> _Input data_:

· · · · · · ·

PR #210, opened 2021-11-24
BUILD-275: add support for build csi volume source

jkhelil:
https://issues.redhat.com/browse/BUILD-275


adambkaplan (commented):
@jkhelil generally on the right path here. You can get the build to pass by adding a commit which adds a replace to your `go.mod` file, referencing your code in https://github.com/openshift/api/pull/1056

(note that your code is currently missing the deep copy functions, and will break as a result.)

jkhelil:
flaking openshift-e2e-aws-builds-techpreview 
/test openshift-e2e-aws-builds-techpreview

jkhelil:
flaking e2e-gcp-builds 
/test e2e-gcp-builds

gabemontero (commented):
You should put `BUILD-275: ` in the beginning of your PR title.  I know you reference it in the PR description, but having it in the title will help us when we have to search PRs in the future.

I do have a question for @adambkaplan in looking at the BUILD-275 acceptance criteria.

It mentions making sure that `TechPreviewNoUpgrade` feature gate is enabled.

However, the `csiVolumesEnabled` parameter to `setupBuildVolumes` is currently on based on only the `BuildCSIVolumes` feature gate.

See https://github.com/openshift/openshift-controller-manager/blob/ebe986727319c6c7741cc841bff7fd4f7801c7ca/pkg/cmd/controller/build.go#L54-L63

@adambkaplan - should that code be changed to check both feature gates?  I don't *think* that `BuildCSIVolumes` is automatically set to true if tech preview is on, but maybe I am "misremembering" .... and I don't recall exactly where you wired all that feature gate stuff up.

Otherwise @jkhelil you changes here look OK to me wrt wiring in CSI volumes.  Though I think getting a review from @coreydaley since he did the introduction of build volumes in general would be good, in case I am missing something.

pkg/build/controller/strategy/util.go
```diff
@@ -189,6 +195,12 @@ func makeVolume(volumeName, refName string, mode int32, fsType policy.FSType, vo
 				DefaultMode: &mode,
 			}
 		}
+	case policy.CSI:
+		if volumeSource != nil && volumeSource.CSI != nil {
+			vol.VolumeSource.CSI = volumeSource.CSI.DeepCopy()
```
gabemontero, line 200: depending on where the discussion thread in https://github.com/openshift/origin/pull/26646#discussion_r763126357 lands, we may perhaps want to force the setting of the `refreshResource` attribute to 'false' for any shared resource CSI volumes.

gabemontero: in our team meeting yesterday, we reached the consensus that at this time at least we were not going to force `refreshResources` to be set to false

gabemontero:
> You should put `BUILD-275: ` in the beginning of your PR title. I know you reference it in the PR description, but having it in the title will help us when we have to search PRs in the future.
> 
> I do have a question for @adambkaplan in looking at the BUILD-275 acceptance criteria.
> 
> It mentions making sure that `TechPreviewNoUpgrade` feature gate is enabled.
> 
> However, the `csiVolumesEnabled` parameter to `setupBuildVolumes` is currently on based on only the `BuildCSIVolumes` feature gate.
> 
> See
> 
> https://github.com/openshift/openshift-controller-manager/blob/ebe986727319c6c7741cc841bff7fd4f7801c7ca/pkg/cmd/controller/build.go#L54-L63
> 
> @adambkaplan - should that code be changed to check both feature gates? I don't _think_ that `BuildCSIVolumes` is automatically set to true if tech preview is on, but maybe I am "misremembering" .... and I don't recall exactly where you wired all that feature gate stuff up.
> 

@adambkaplan assisted this old man's memory yesterday (including reminding me of the fact that I actually did some of this stuff, albeit more or less following his instructions ;-) ), and confirmed that only checking for `BuildCSIVolumes` is sufficient for our means.  It s a feature set vs. feature gate distinction, where we can't have BuildCSIVolumes on unless tech preview is on.

So all good on this point.

pkg/build/controller/strategy/util.go
adambkaplan: I concur - the build controller should be agnostic with respect to the specific CSI driver used to provide the volume.

adambkaplan (approved):
/approve

Controller changes look good. Once the code for openshift/api is merged then we can use a proper commit to get the updated Build API object.

adambkaplan:
/hold

Need https://github.com/openshift/api/pull/1056 to merge, as well as an update to openshift/apiserver.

· · · · · · ·

> _Prompt_:
Show all lines in the entries above where the string "policy" appears.

> _Answer to the problem_:
@@ -189,6 +195,12 @@ func makeVolume(volumeName, refName string, mode int32, fsType policy.FSType, vo
+	case policy.CSI:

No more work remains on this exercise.